# Surprising Transitions



## Beet131 (Mar 24, 2018)

The first time I heard Tchaikovsky's Symphony No. 6, I literally jumped out of my chair half way through the first movement. As is commonly known, it goes from the soft decrescendo main theme played by the clarinet and strings to virtually inaudible, to the biggest fortissimo and then allegro. This surprising transition starts at about the 9:00 minute mark in the following video:






The most obvious example of this kind of a transition within a movement is in the 2nd movement Andante of Haydn's Symphony No. 94, "Surprise." This occurs at about the 10:00 minute mark in the following video:






Are there other examples of surprise within movements of other composer's works that either compare to or exceed the extreme transitions noted above.

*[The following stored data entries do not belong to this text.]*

PR #3499, opened 2026-08-03
ci: lock the device, not the whole test

atassis:
## Problem

`test/npu-xrt/lit.local.cfg` puts the whole directory in the capacity-1 `npu-xrt` parallelism group.
The NPU cannot take concurrent dispatch, so something has to serialize, but the group also serializes
each test's compile, which is nearly all of a device test's wall time and needs no device.

Measured on an AIE2P box over the whole npu-xrt filter: 197.55s at `-j1`, 189.71s at `-j12`. Twelve
workers requested, same wall time, eleven idle. The device-only portion of one of these tests is
about 20ms.

## Fix

Serialize at the dispatch instead. Every device run already goes through `utils/run_on_npu.py`, so an
`flock` there covers dispatch and nothing else, and lit schedules the tests freely. It is keyed on
NPU kind, released by the kernel on process death, and `AIE_NPU_NO_DEVICE_LOCK=1` opts out. Where
`fcntl` is unavailable the lit group stays in force.

Moving eight `.lit` files to `%t.d` is the precondition: lit's working directory is the test
directory, and sibling tests there write the same artifact names (all three of
`xrt_handle_lifetime`'s write `aie.xclbin` and `test.exe`). Invisible serialized, a clobber in
parallel.

## Test

```
197.55s  -j1,  parallelism group   (before)
189.71s  -j12, parallelism group   (before)
 47-67s  -j12, device lock         (after, three runs)
```

56 passed / 3 failed in every run before and after; the three are pre-existing and unrelated
(`test_cascade_flow`, `test_compile_link`, `test_device_override`). The lock was checked at 12, 64
and 256 contenders: no overlapping critical sections.

## Memory

This does not raise the concurrency ceiling. `buildAndTestRyzenAI.yml` already picks `-j` from the
runner's actual RAM (`-j4` under 48GB, `-j12` otherwise); npu-xrt now runs under that ceiling instead
of below it. If the suite proves memory-heavy, the narrower fix is a parallelism group for the
specific tests, as `gemm_asymmetric_tile_buffering` has via `atb_chess`, rather than the whole
directory.

### DIFF
--- a/test/npu-xrt/reconfigure_loadpdi/run_ctrlpkt.lit
+++ b/test/npu-xrt/reconfigure_loadpdi/run_ctrlpkt.lit
@@ -3,6 +3,15 @@
 //
 // REQUIRES: ryzen_ai_npu2, peano
 //
+// Sibling tests in this directory write the same artifact names, and lit's
+// working directory is the test DIRECTORY rather than the test file, so they
+// would clobber each other if they ever ran concurrently.  Give each test its
+// own directory (%t is per test file), the way the makefile-driven examples
+// already do.  This is what lets the device lock replace the capacity-1
+// parallelism group without the tests racing on their artifacts.
+//
+// RUN: rm -rf %t.d && mkdir -p %t.d
+// RUN: cd %t.d
 // RUN: %aiecc -v --get-full-elf --load-pdi-to-ctrl-pkt --get-ctrlpkt --no-xchesscc --no-xbridge %S/aie.mlir
 // RUN: %host_clang -o test %S/test.cpp -std=c++17 %host_link_flags %xrt_flags
 // RUN: %run_on_npu2% ./test
--- a/test/npu-xrt/reconfigure_loadpdi/run_ctrlpkt.lit
+++ b/test/npu-xrt/reconfigure_loadpdi/run_ctrlpkt.lit
@@ -6,9 +6,7 @@
 // Sibling tests in this directory write the same artifact names, and lit's
 // working directory is the test DIRECTORY rather than the test file, so they
 // would clobber each other if they ever ran concurrently.  Give each test its
-// own directory (%t is per test file), the way the makefile-driven examples
-// already do.  This is what lets the device lock replace the capacity-1
-// parallelism group without the tests racing on their artifacts.
+// own directory (%t is per test file).
 //
 // RUN: rm -rf %t.d && mkdir -p %t.d
 // RUN: cd %t.d
--- a/test/npu-xrt/reconfigure_loadpdi/run_loadpdi.lit
+++ b/test/npu-xrt/reconfigure_loadpdi/run_loadpdi.lit
@@ -6,9 +6,7 @@
 // Sibling tests in this directory write the same artifact names, and lit's
 // working directory is the test DIRECTORY rather than the test file, so they
 // would clobber each other if they ever ran concurrently.  Give each test its
-// own directory (%t is per test file), the way the makefile-driven examples
-// already do.  This is what lets the device lock replace the capacity-1
-// parallelism group without the tests racing on their artifacts.
+// own directory (%t is per test file).
 //
 // RUN: rm -rf %t.d && mkdir -p %t.d
 // RUN: cd %t.d
--- a/test/npu-xrt/reconfigure_loadpdi/run_loadpdi.lit
+++ b/test/npu-xrt/reconfigure_loadpdi/run_loadpdi.lit
@@ -3,6 +3,15 @@
 //
 // REQUIRES: ryzen_ai_npu2, peano
 //
+// Sibling tests in this directory write the same artifact names, and lit's
+// working directory is the test DIRECTORY rather than the test file, so they
+// would clobber each other if they ever ran concurrently.  Give each test its
+// own directory (%t is per test file), the way the makefile-driven examples
+// already do.  This is what lets the device lock replace the capacity-1
+// parallelism group without the tests racing on their artifacts.
+//
+// RUN: rm -rf %t.d && mkdir -p %t.d
+// RUN: cd %t.d
 // RUN: %aiecc -v --get-full-elf --no-xchesscc --no-xbridge %S/aie.mlir
 // RUN: %host_clang -o test %S/test.cpp -std=c++17 %host_link_flags %xrt_flags
 // RUN: %run_on_npu2% ./test
--- a/test/npu-xrt/reconfigure_loadpdi/run_write32s.lit
+++ b/test/npu-xrt/reconfigure_loadpdi/run_write32s.lit
@@ -3,6 +3,15 @@
 //
 // REQUIRES: ryzen_ai_npu2, peano
 //
+// Sibling tests in this directory write the same artifact names, and lit's
+// working directory is the test DIRECTORY rather than the test file, so they
+// would clobber each other if they ever ran concurrently.  Give each test its
+// own directory (%t is per test file), the way the makefile-driven examples
+// already do.  This is what lets the device lock replace the capacity-1
+// parallelism group without the tests racing on their artifacts.
+//
+// RUN: rm -rf %t.d && mkdir -p %t.d
+// RUN: cd %t.d
 // RUN: %aiecc -v --get-full-elf --expand-load-pdis --no-xchesscc --no-xbridge %S/aie.mlir
 // RUN: %host_clang -o test %S/test.cpp -std=c++17 %host_link_flags %xrt_flags
 // RUN: ./test
--- a/test/npu-xrt/reconfigure_loadpdi/run_write32s.lit
+++ b/test/npu-xrt/reconfigure_loadpdi/run_write32s.lit
@@ -6,9 +6,7 @@
 // Sibling tests in this directory write the same artifact names, and lit's
 // working directory is the test DIRECTORY rather than the test file, so they
 // would clobber each other if they ever ran concurrently.  Give each test its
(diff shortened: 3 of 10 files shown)


atassis:
@andrej this is a PR (commit 4) from #3476 we have agreed on to merge and have a look at it how it behaves

test/npu-xrt/reconfigure_loadpdi/run_ctrlpkt.lit
```diff
@@ -3,6 +3,15 @@
 //
 // REQUIRES: ryzen_ai_npu2, peano
 //
+// Sibling tests in this directory write the same artifact names, and lit's
+// working directory is the test DIRECTORY rather than the test file, so they
+// would clobber each other if they ever ran concurrently.  Give each test its
+// own directory (%t is per test file), the way the makefile-driven examples
+// already do.  This is what lets the device lock replace the capacity-1
+// parallelism group without the tests racing on their artifacts.
```
andrej:
```suggestion
// Sibling tests in this directory write the same artifact names, and lit's
// working directory is the test DIRECTORY rather than the test file, so they
// would clobber each other if they ever ran concurrently.  Give each test its
// own directory (%t is per test file).
```

test/npu-xrt/reconfigure_loadpdi/run_loadpdi.lit
```diff
@@ -3,6 +3,15 @@
 //
 // REQUIRES: ryzen_ai_npu2, peano
 //
+// Sibling tests in this directory write the same artifact names, and lit's
+// working directory is the test DIRECTORY rather than the test file, so they
+// would clobber each other if they ever ran concurrently.  Give each test its
+// own directory (%t is per test file), the way the makefile-driven examples
+// already do.  This is what lets the device lock replace the capacity-1
+// parallelism group without the tests racing on their artifacts.
```
andrej:
```suggestion
// Sibling tests in this directory write the same artifact names, and lit's
// working directory is the test DIRECTORY rather than the test file, so they
// would clobber each other if they ever ran concurrently.  Give each test its
// own directory (%t is per test file).
```

test/npu-xrt/reconfigure_loadpdi/run_write32s.lit
```diff
@@ -3,6 +3,15 @@
 //
 // REQUIRES: ryzen_ai_npu2, peano
 //
+// Sibling tests in this directory write the same artifact names, and lit's
+// working directory is the test DIRECTORY rather than the test file, so they
+// would clobber each other if they ever ran concurrently.  Give each test its
+// own directory (%t is per test file), the way the makefile-driven examples
+// already do.  This is what lets the device lock replace the capacity-1
+// parallelism group without the tests racing on their artifacts.
```
andrej:
```suggestion
// Sibling tests in this directory write the same artifact names, and lit's
// working directory is the test DIRECTORY rather than the test file, so they
// would clobber each other if they ever ran concurrently.  Give each test its
// own directory (%t is per test file).
```

test/npu-xrt/reconfigure_loadpdi_persistent_memtile/run_loadpdi.lit
```diff
@@ -3,6 +3,15 @@
 //
 // REQUIRES: ryzen_ai_npu2, peano
 //
+// Sibling tests in this directory write the same artifact names, and lit's
+// working directory is the test DIRECTORY rather than the test file, so they
+// would clobber each other if they ever ran concurrently.  Give each test its
+// own directory (%t is per test file), the way the makefile-driven examples
+// already do.  This is what lets the device lock replace the capacity-1
+// parallelism group without the tests racing on their artifacts.
```
andrej:
```suggestion
// Sibling tests in this directory write the same artifact names, and lit's
// working directory is the test DIRECTORY rather than the test file, so they
// would clobber each other if they ever ran concurrently.  Give each test its
// own directory (%t is per test file).
```

test/npu-xrt/reconfigure_loadpdi_persistent_memtile/run_write32s.lit
```diff
@@ -3,6 +3,15 @@
 //
 // REQUIRES: ryzen_ai_npu2, peano
 //
+// Sibling tests in this directory write the same artifact names, and lit's
+// working directory is the test DIRECTORY rather than the test file, so they
+// would clobber each other if they ever ran concurrently.  Give each test its
+// own directory (%t is per test file), the way the makefile-driven examples
+// already do.  This is what lets the device lock replace the capacity-1
+// parallelism group without the tests racing on their artifacts.
```
andrej:
```suggestion
// Sibling tests in this directory write the same artifact names, and lit's
// working directory is the test DIRECTORY rather than the test file, so they
// would clobber each other if they ever ran concurrently.  Give each test its
// own directory (%t is per test file).
```

test/npu-xrt/xrt_handle_lifetime/run_ordered.lit
```diff
@@ -3,6 +3,15 @@
 //
 // REQUIRES: ryzen_ai, peano
 //
+// Sibling tests in this directory write the same artifact names, and lit's
+// working directory is the test DIRECTORY rather than the test file, so they
+// would clobber each other if they ever ran concurrently.  Give each test its
+// own directory (%t is per test file), the way the makefile-driven examples
+// already do.  This is what lets the device lock replace the capacity-1
+// parallelism group without the tests racing on their artifacts.
```
andrej:
```suggestion
// Sibling tests in this directory write the same artifact names, and lit's
// working directory is the test DIRECTORY rather than the test file, so they
// would clobber each other if they ever ran concurrently.  Give each test its
// own directory (%t is per test file).
```

test/npu-xrt/xrt_handle_lifetime/run_stale_instr_bo.lit
```diff
@@ -4,6 +4,15 @@
 // REQUIRES: ryzen_ai, peano
 // XFAIL: system-windows
 //
+// Sibling tests in this directory write the same artifact names, and lit's
+// working directory is the test DIRECTORY rather than the test file, so they
+// would clobber each other if they ever ran concurrently.  Give each test its
+// own directory (%t is per test file), the way the makefile-driven examples
+// already do.  This is what lets the device lock replace the capacity-1
+// parallelism group without the tests racing on their artifacts.
```
andrej:
```suggestion
// Sibling tests in this directory write the same artifact names, and lit's
// working directory is the test DIRECTORY rather than the test file, so they
// would clobber each other if they ever ran concurrently.  Give each test its
// own directory (%t is per test file).
```

test/npu-xrt/xrt_handle_lifetime/run_stale_io_bos.lit
```diff
@@ -3,6 +3,15 @@
 //
 // REQUIRES: ryzen_ai, peano
 //
+// Sibling tests in this directory write the same artifact names, and lit's
+// working directory is the test DIRECTORY rather than the test file, so they
+// would clobber each other if they ever ran concurrently.  Give each test its
+// own directory (%t is per test file), the way the makefile-driven examples
+// already do.  This is what lets the device lock replace the capacity-1
+// parallelism group without the tests racing on their artifacts.
```
andrej:
```suggestion
// Sibling tests in this directory write the same artifact names, and lit's
// working directory is the test DIRECTORY rather than the test file, so they
// would clobber each other if they ever ran concurrently.  Give each test its
// own directory (%t is per test file).
```

utils/run_on_npu.py
```diff
@@ -138,6 +145,47 @@ def run_command(command: list[str]) -> tuple[int, str]:
...
+# tests in parallel. Properties that matter:
+#   * flock is released by the kernel when the fd closes or the process dies, so
+#     a crashed or timed-out test cannot wedge the queue.
+#   * the lock file lives at a stable path and is never unlinked: flock is per
+#     INODE, so deleting and recreating the file would let two holders through.
+#   * it is machine-wide, which is stronger than a lit parallelism group; that
+#     only serializes within one lit invocation, and gives nothing if a second
+#     job on the same host also touches the device.
+#   * keyed on the NPU kind, so npu1 and npu2 dispatches do not block each other.
+# AIE_NPU_NO_DEVICE_LOCK=1 opts out, for tests that exercise concurrency itself.
```
andrej, line 157:
```suggestion
# The NPU cannot sustain concurrent dispatch, so device runs must be serialized.
# Serialize around the dispatch only, so lit is free to run the tests in parallel. 
#   * flock is released by the kernel when the fd closes or the process dies, so
#     a crashed or timed-out test cannot wedge the queue.
#   * the lock file lives at a stable path and is never unlinked: flock is per
#     INODE, so deleting and recreating the file would let two holders through.
#   * it is machine-wide, which is stronger than a lit parallelism group; that
#     only serializes within one lit invocation, and gives nothing if a second
#     job on the same host also touches the device.
# AIE_NPU_NO_DEVICE_LOCK=1 opts out, for tests that exercise concurrency itself.
```

andrej (approved):

andrej:
Cleaned up the comments for you and merged main. 

I think it's not needed to key the concurrency lock on NPU type. At least currently, there's only ever going to be one type of device per machine. But since it doesn't hurt I left it.

My approval is conditioned on that this doesn't OOM on the runners. I will re-run the job a couple times to make sure this does not introduce transient failures.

They don't have to be soft to loud. They can be normal to weird, melodic to dissonant, contrapuntal to lyrical, etc. Do these other pieces appeal to you or are they annoying?


----------



## maestro267 (Jul 25, 2009)

That passage in Tchaikovsky 6 really made me jump when I first heard it, and even now I still have to mentally prepare myself for it before it comes along.

Another one for me is the ending of Mahler 6. Like the Tchaikovsky, it goes very very quiet, then suddenly this huge A minor chord that is absolutely shattering!


----------



## hpowders (Dec 23, 2013)

One of Mozart's greatest works is the late Adagio in B Minor for solo keyboard.

It is a plaintive, melancholy work written in the minor for 14 minutes. Just listen to what this incomparable genius does at 14'10". Absolutely astonishing and a breathtakingly beautiful conclusion to a magnificent work.


----------



## Azol (Jan 25, 2015)

Organ entry in central movement of *RVW's Sinfonia Antartica* is the one for me...






*Verdi's Dies Irae* is worth mentioning of course. Earth-shattering. Nothing prepares you for the onslaught right after Kyrie section.


----------



## MarkW (Feb 16, 2015)

The first time I heard the Mahler Sixth was in concert. The friend I was with was practically nodding off during the brass chorale at the end, but I saw everyone onstage getting ready for the final chord so was prepared -- but enjoyed watching my friend's reaction!


----------



## Forss (May 12, 2017)

The transition from the third to the fourth movement in Beethoven's _Symphony No. 5_ is one of the greatest moments in music, in my opinion. As he himself said: "Joy follows sorrow, sunshine - rain."

Blomstedt and Gewandhausorchester does it beautifully here, in this video (starting at 25:50).


----------



## AeolianStrains (Apr 4, 2018)

Perhaps in _Le sacre du printemps_ from "Embrasse de la terre" to "Danse de la terre", especially with how bizarre "Cortège du sage" is.


----------



## Beet131 (Mar 24, 2018)

maestro267 said:


> That passage in Tchaikovsky 6 really made me jump when I first heard it, and even now I still have to mentally prepare myself for it before it comes along.
> 
> Another one for me is the ending of Mahler 6. Like the Tchaikovsky, it goes very very quiet, then suddenly this huge A minor chord that is absolutely shattering!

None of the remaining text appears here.